HOW TO COMPLETE THIS TASK – Copy out all lines in the material below that contain the string "everything".

SOURCE INFORMATION –
PR #693, opened 2024-07-05
Add devbox config

hardyoyo:
Adds configuration and changes a few things to facilitate using [Jetify Devbox](https://www.jetify.com/devbox) as a dev environment for JSchol. Also contains some changes to SCSS files to handle some deprecation warnings that we see during deploys and while running the dev environment.

### DIFF
--- a/.envrc.example
+++ b/.envrc.example
@@ -1,0 +1,87 @@
+# .envrc congifuration for jschol
+
+# WARNING: be sure to point at ONLY dev or stg for everything below... if you 
+# change from dev to stg or vice versa, *everything* needs to match. Recheck this,
+# you probably missed something if this isn't working the way you expect.
+
+### PUMA Configuration ###
+export PUMA_PORT=18880
+export PUMA_THREADS=5 # 5 is the default
+export PUMA_WORKERS=1 # a single worker is a good idea for a dev environment
+
+### ISO Configuration ###
+export ISO_PORT=4002
+
+# ### USE THE OJS DB ON THE DEV SERVER (uncomment to use, and also set USE_SOCKS_FOR_MYSQL=true, and pick the right SOCKS_TARGET)
+# export OJS_DB_HOST=ojs-host-dev
+# export OJS_DB_PORT='3306'
+# export OJS_DB_DATABASE=ojs
+# export OJS_DB_USERNAME=ojsuser
+# export OJS_DB_PASSWORD=ojspassword
+
+### USE THE OJS DB ON THE STG SERVER (uncomment to use, and also set USE_SOCKS_FOR_MYSQL=true, and pick the right SOCKS_TARGET)
+export OJS_DB_HOST=ojs-host-stg
+export OJS_DB_PORT='3306'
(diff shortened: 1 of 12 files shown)


setup.sh
```diff
@@ -1,22 +1,25 @@
...
 printf "== Installing local Ruby gems ==\n"
+gem install bundler
 bundle install --quiet --path=gems --binstubs
 
 #printf "\n== Uninstalling Ruby gems no longer used ==\n"
 bundle clean
 
 printf "\n== Installing node packages (used by gulp and iso via Node) ==\n"
-npm install npm@10.8.1
+npm install npm@10.2.4
```
everreau, line 18: Why is this going back to an older version of npm?

hardyoyo: Good catch, it should not, I will fix it

everreau (approved):
👍

app/scss/_utilities.scss
```diff
@@ -225,7 +225,7 @@ Background color with progressively-enhanced blur effect. Example:
 // Fluid text mixin courtesy of: https://css-tricks.com/snippets/css/fluid-typography/
 
 @function strip-unit($value) {
-  @return $value / ($value * 0 + 1);
+  @return calc(#{$value} / (#{$value} * 0 + 1));
```
myucekul, line 228: Please add comment on why calc is needed. Where is it defined?

setup.sh
```diff
@@ -14,9 +19,7 @@ npm install npm@10.8.1
 npm install
 npm install gulp-cli # shouldn't be necessary, but seems to be
 
-if [[ `/bin/hostname` == "*pub-submit*" ]]; then
```
myucekul, line 17: How do I know this submit specific code is no longer needed? setup.sh is not specific to dev box.

.envrc.example
```diff
@@ -0,0 +1,87 @@
+# .envrc congifuration for jschol
```
myucekul, line 1: This file looks like config/env.template except filled in. Where is it used?

app/scss/_utilities.scss
hardyoyo: This was one of the deprecation warnings. The previous version of the code uses division outside of a calc function, and will not be supported in a future version of the Sass library that we use for JSchol. [Calc is a built-in function in Sass](https://sass-lang.com/documentation/values/calculations/).

.envrc.example
hardyoyo: this is an example direnv configuration, used with direnv

setup.sh
hardyoyo: this is not how the splash page generator is built any more. See https://github.com/eScholarship/cdl-splashgen

app/scss/_utilities.scss
hardyoyo: here's a [message about the deprecation warnings](https://stackoverflow.com/questions/71262427/deprecation-warning-using-for-division-outside-of-calc-is-deprecated-and-wi), we had a wall of them every time we would build or deploy JSchol.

RESPONSE –
+# WARNING: be sure to point at ONLY dev or stg for everything below... if you 
+# change from dev to stg or vice versa, *everything* needs to match. Recheck this,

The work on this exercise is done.